Maybe we need to regularise it. We add `recurrent_dropout`.

In [None]:
inputs = keras.Input(shape=(sequence_length, raw_data.shape[-1]))
x = layers.LSTM(32, recurrent_dropout=0.25)(inputs)
x = layers.Dropout(0.5)(x)
outputs = layers.Dense(1)(x)
model = keras.Model(inputs, outputs)

callbacks = [
    keras.callbacks.ModelCheckpoint(
        "jena_lstm_dropout.keras", save_best_only=True
    )
]
model.compile(optimizer="adam", loss="mse", metrics=["mae"])
history = model.fit(
    train_dataset,
    epochs=50,
    validation_data=val_dataset,
    callbacks=callbacks,
)

## Stacked LSTM

In [None]:
inputs = keras.Input(shape=(sequence_length, raw_data.shape[-1]))
x = layers.GRU(32, recurrent_dropout=0.5, return_sequences=True)(inputs)
x = layers.GRU(32, recurrent_dropout=0.5)(x)
x = layers.Dropout(0.5)(x)
outputs = layers.Dense(1)(x)
model = keras.Model(inputs, outputs)

callbacks = [
    keras.callbacks.ModelCheckpoint(
        "jena_stacked_gru_dropout.keras", save_best_only=True
    )
]
model.compile(optimizer="adam", loss="mse", metrics=["mae"])
history = model.fit(
    train_dataset,
    epochs=50,
    validation_data=val_dataset,
    callbacks=callbacks,
)
model = keras.models.load_model("jena_stacked_gru_dropout.keras")
print(f"Test MAE: {model.evaluate(test_dataset)[1]:.2f}")
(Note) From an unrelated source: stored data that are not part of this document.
PR #945, opened 2024-04-15
[controller] Do not delete true backup version during Repush

majisourav99:
## Do not delete true backup version during Repush

During repush Venice deletes the actual backup version instead of current version. 
For example some store has versions: v9, v10. When a repush starts it creates v11 and it deletes v9 assuming it is a backup version, where as repush actually copies data from v10 to v11.
Now later if use wants to rollback to backup version they can only rollback to v10 which is exactly same as v11 as v9 was deleted.

This PR fixes that. It relies on `StoreBackupVersionCleanupService` to delete the backup version v10 asynchronously. Currently it checks `controller.backup.version.metadata.fetch.cleanup.enabled` to do a safer delete of previous current version which validates there are no reads to v10 version.

## How was this PR tested?

CI

 The change in backup version definition for repush, the backup version is the current version before push instead of version before that.


services/venice-controller/src/main/java/com/linkedin/venice/controller/StoreBackupVersionCleanupService.java
```diff
@@ -224,34 +225,44 @@ private boolean validateAllServerOnCurrentVersion(Store store, String clusterNam
...
+
+    if (!isCurrentVersionFromRepush && !whetherStoreReadyToBeCleanup(store, defaultBackupVersionRetentionMs, time)) {
       // not ready to clean up backup versions yet
       return false;
     }
 
     List<Version> versions = store.getVersions();
     List<Version> readyToBeRemovedVersions = new ArrayList<>();
-    int currentVersion = store.getCurrentVersion();
+    int currentVersionNum = store.getCurrentVersion();
```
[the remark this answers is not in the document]
majisourav99: Sure

services/venice-controller/src/main/java/com/linkedin/venice/controller/StoreBackupVersionCleanupService.java
```diff
@@ -224,34 +225,44 @@ private boolean validateAllServerOnCurrentVersion(Store store, String clusterNam
...
 
-    if (currentVersion == NON_EXISTING_VERSION) {
+    if (currentVersionNum == NON_EXISTING_VERSION) {
       return false;
     }
```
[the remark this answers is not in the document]
majisourav99: Sure

services/venice-controller/src/main/java/com/linkedin/venice/controller/StoreBackupVersionCleanupService.java
```diff
@@ -224,34 +225,44 @@ private boolean validateAllServerOnCurrentVersion(Store store, String clusterNam
...
+          readyToBeRemovedVersions.add(v);
+        }
+      });
+    } else {
+      versions.forEach(v -> {
+        if (v.getNumber() < currentVersionNum) {
+          readyToBeRemovedVersions.add(v);
+        }
+      });
+    }
```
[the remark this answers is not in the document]
majisourav99: Good idea, it will make the code cleaner.

internal/venice-common/src/main/java/com/linkedin/venice/meta/VersionImpl.java
```diff
@@ -106,6 +106,12 @@ public void setAge(Duration age) {
     this.storeVersion.createdTime = System.currentTimeMillis() - age.toMillis();
   }
 
+  @JsonIgnore
+  @Override
+  public void setCreatedTime(Duration age) {
+    this.storeVersion.createdTime = age.toMillis();
+  }
+
```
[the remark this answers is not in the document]
majisourav99: Its used it a marker to prevent true backup version deletion and piggybacking on an existing field for that. Using a new field would be cleaner but seems like an overkill.

services/venice-controller/src/main/java/com/linkedin/venice/controller/StoreBackupVersionCleanupService.java
```diff
@@ -224,34 +228,29 @@ private boolean validateAllServerOnCurrentVersion(Store store, String clusterNam
...
-    if (currentVersion == NON_EXISTING_VERSION) {
-      return false;
-    }
-
     // Do not delete version unless all routers and all servers are on same current version
     if (multiClusterConfig.getControllerConfig(clusterName).isBackupVersionMetadataFetchBasedCleanupEnabled()
-        && (!validateAllRouterOnCurrentVersion(store, clusterName, currentVersion)
-            || !validateAllServerOnCurrentVersion(store, clusterName, currentVersion))) {
+        && (!validateAllRouterOnCurrentVersion(store, clusterName, currentVersionNum)
+            || !validateAllServerOnCurrentVersion(store, clusterName, currentVersionNum))) {
```
gaojieliu, line 244: These two function calls are fairly expensive, so shall we make sure there are lingering backup versions before running such validation?

services/venice-controller/src/main/java/com/linkedin/venice/controller/StoreBackupVersionCleanupService.java
```diff
@@ -286,6 +285,13 @@ protected boolean cleanupBackupVersion(Store store, String clusterName) {
     return true;
   }
 
+  private boolean readyToBeRemoved(Version v, boolean isRepush, int currentVersionNum) {
+    if (isRepush) {
+      return v.getCreatedTime() == Duration.ZERO.toMillis();
+    }
+    return v.getNumber() < currentVersionNum;
+  }
+
```
gaojieliu, line 294: I wondered whether this logic will work well or not.
Let us say we have two versions:
v1,
v2,
And v3 is the repushed version from v2.

So when cleaning up the store versions, v2 will be removed as its created time is 0, and the true backup version will never be removed as its createdTime is not `0`, right?

services/venice-controller/src/main/java/com/linkedin/venice/controller/VeniceHelixAdmin.java
```diff
@@ -2496,6 +2498,11 @@ private Pair<Boolean, Version> addVersion(
             }
             // Update ZK with the new version
             store.addVersion(version, true);
+            // update the age of the curent version to 0 for deletion in StoreBackupVersionCleanupService
+            if (isRepush && multiClusterConfigs.getControllerConfig(clusterName)
+                .isBackupVersionMetadataFetchBasedCleanupEnabled()) {
+              store.getVersion(currentVersionBeforePush).get().setCreatedTime(Duration.ZERO);
+            }
```
gaojieliu, line 2505: This may not be fully correct in all scenarios.
Let us say:
```
1. User runs a batch push job, which produces a version: v10.
2. The job succeeds in two regions with: v9, v10.
3. The job fails in one region: v9.
4. We trigger a repush based on v10.
5. Two good regions will have: v9, v10, v11 and the bad region will have v9, v11.
6. Based on this logic, the v10 in good regions will be marked with created time: 0 and the v9 in the bad region will be marked in the same way.
7. v10 will be removed from good regions and v9 will be removed from the bad region.
```
The above doesn't sound good and is not consistent.

I think we should introduce a new version-level field called re-push source version, so that we can explicitly know which versions to cleanup.
Right now, I feel the logic is a little tricky and error prone.

services/venice-controller/src/test/java/com/linkedin/venice/controller/TestStoreBackupVersionCleanupService.java
```diff
@@ -74,14 +76,18 @@ private Store mockStore(
     doReturn(latestVersionPromoteToCurrentTimestamp).when(store).getLatestVersionPromoteToCurrentTimestamp();
     doReturn(currentVersion).when(store).getCurrentVersion();
     List<Version> versionList = new ArrayList<>();
+    AtomicInteger i = new AtomicInteger();
```
gaojieliu, line 79: I think we need some E2E integration tests.

gaojieliu (changes requested):

services/venice-controller/src/main/java/com/linkedin/venice/controller/StoreBackupVersionCleanupService.java
majisourav99: Good idea, that probably skip running the service on store.versions.size == 1.

services/venice-controller/src/main/java/com/linkedin/venice/controller/StoreBackupVersionCleanupService.java
majisourav99: It will be removed in the later iteration after regular push, right?

services/venice-controller/src/main/java/com/linkedin/venice/controller/VeniceHelixAdmin.java
majisourav99: emm V9 wont be deleted in bad region as we have check for keep min number of version.

gaojieliu: Can you show me the logic regarding ^?
Also v9's created time will be updated to be `0` based on the new logic IIUC.
I think it is confusing, and it is better to make the logic clean to avoid tricky bugs.

services/venice-controller/src/main/java/com/linkedin/venice/controller/StoreBackupVersionCleanupService.java
gaojieliu: Well, what if there is no regular push in the following month? 
This comment is related to the following comment, and the main cause is that we can't differentiate which version is the source version for the repushed current version, and if we have that info, the logic will be very straightforward.
The source version cleanup will be independent from the true backup version cleanup.

services/venice-controller/src/main/java/com/linkedin/venice/controller/StoreBackupVersionCleanupService.java
```diff
@@ -139,10 +139,20 @@ CloseableHttpAsyncClient getHttpAsyncClient() {
...
+      Store store,
+      long defaultBackupVersionRetentionMs,
+      Time time,
+      int currentVersion) {
     if (store.getCurrentVersion() == NON_EXISTING_VERSION || store.getVersions().size() < 2) {
       return false;
     }
+
+    if (store.getVersion(currentVersion).get().getRepushSourceVersion() > NON_EXISTING_VERSION
+        && store.getVersions().size() > 2) {
```
gaojieliu, line 152: So shall we delete the source version even the total number of versions are `2`?

services/venice-controller/src/main/java/com/linkedin/venice/controller/StoreBackupVersionCleanupService.java
```diff
@@ -232,13 +242,14 @@ private boolean validateAllServerOnCurrentVersion(Store store, String clusterNam
...
+    if (!whetherStoreReadyToBeCleanup(store, defaultBackupVersionRetentionMs, time, currentVersion)) {
       // not ready to clean up backup versions yet
       return false;
     }
 
     List<Version> versions = store.getVersions();
-    int currentVersion = store.getCurrentVersion();
 
     // Do not delete version unless all routers and all servers are on same current version
     if (multiClusterConfig.getControllerConfig(clusterName).isBackupVersionMetadataFetchBasedCleanupEnabled()
```
gaojieliu, line 255: How can we enable this feature by default because of the new repush cleanup logic?
Otherwise, we need to delay the deletion of the source version for a while to avoid race conditions.
I guess it is good to add a delay regardless, such as 1h?

services/venice-controller/src/main/java/com/linkedin/venice/controller/StoreBackupVersionCleanupService.java
```diff
@@ -249,8 +260,19 @@ protected boolean cleanupBackupVersion(Store store, String clusterName) {
...
+    for (Version version: versions) {
+      if (version.getRepushSourceVersion() > NON_EXISTING_VERSION) {
+        repushSourceVersion = version.getRepushSourceVersion();
+      }
+    }
+    int finalRepushSourceVersion = repushSourceVersion;
+    List<Version> readyToBeRemovedVersions = versions.stream()
+        .filter(
+            v -> finalRepushSourceVersion > NON_EXISTING_VERSION
+                ? v.getNumber() == finalRepushSourceVersion
```
gaojieliu, line 273: So here, we either cleanup the source version or true backup version, which passes the delay, not both, right?
It is fine to have such logic, and please add some javadoc to describe such desired behavior, otherwise, it is a little confusing.

services/venice-controller/src/main/java/com/linkedin/venice/controller/server/CreateVersion.java
```diff
@@ -249,6 +250,8 @@ public Route requestTopicForPushing(Admin admin) {
 
         String targetedRegions = request.queryParams(TARGETED_REGIONS);
 
+        int repushSourceVersion = Integer.parseInt(request.queryParams(REPUSH_SOURCE_VERSION));
```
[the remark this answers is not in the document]
majisourav99: Sure, will add a null check. I kept it like this so that it caught all the code path not passing the param.

services/venice-controller/src/main/java/com/linkedin/venice/pushmonitor/AbstractPushMonitor.java
```diff
@@ -1008,7 +1009,10 @@ protected void handleCompletedPush(String topic) {
           e);
     }
     try {
-      storeCleaner.retireOldStoreVersions(clusterName, storeName, false, -1);
+      Store store = metadataRepository.getStore(storeName);
+      if (store.getVersion(versionNumber).get().getRepushSourceVersion() <= NON_EXISTING_VERSION) {
```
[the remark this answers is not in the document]
majisourav99: Sure.

services/venice-controller/src/main/java/com/linkedin/venice/controller/StoreBackupVersionCleanupService.java
majisourav99: If we add a delay before deleting the repush source version, I guess we can delete if total  number of versions are 2.

services/venice-controller/src/main/java/com/linkedin/venice/controller/StoreBackupVersionCleanupService.java
majisourav99: Sure will add a javadoc, its basically first deletes the repush source version, then in later iteration of the loop after threshold wait time (eg 7 days) it will delete the true backup version.

services/venice-controller/src/main/java/com/linkedin/venice/controller/StoreBackupVersionCleanupService.java
majisourav99: Sure, having some wait time regardless is good idea.

gaojieliu (approved):
Thanks for the fix!

FelixGV:
@smaji, after my rebase integrated this PR, I found three naked gets introduced by this change. I fixed them so that the code compiles, but we may wish to handle them differently than what I did. Can you please take a look at [this commit](https://github.com/linkedin/venice/pull/990/commits/59900c8f40891bc5ec0453d9e40194e2784dffbe) and LMK if you have any concerns with the way I handled these naked gets? Thanks.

## Try a bidirectional LSTM

This one processes the input sequences twice: Once in chronological order, and once in reverse order.

Does it help in predicting our weather data?


In [None]:
inputs = keras.Input(shape=(sequence_length, raw_data.shape[-1]))
x = layers.Bidirectional(layers.LSTM(16))(inputs)
outputs = layers.Dense(1)(x)
model = keras.Model(inputs, outputs)

model.compile(optimizer="adam", loss="mse", metrics=["mae"])
history = model.fit(
    train_dataset,
    epochs=10,
    validation_data=val_dataset,
)

## Open exercises

1. Adjust the number of units in each recurrent layer in the stacked setup, as well as the amount of dropout. (The current choices are largely arbitrary and probably suboptimal.)

2. Try using a stack of Dense layers as the regressor on top of the recurrent layer, instead of a single Dense layer.

3. Improve the input to the model: try using longer or shorter sequences or a different sampling rate

4. Implement a simple [WaveNet](https://deepmind.google/discover/blog/wavenet-a-generative-model-for-raw-audio/) model -- that is, a fully convolutional network with strides larger than one, and padding set to "`causal`", so that the layers can only look backwards in time.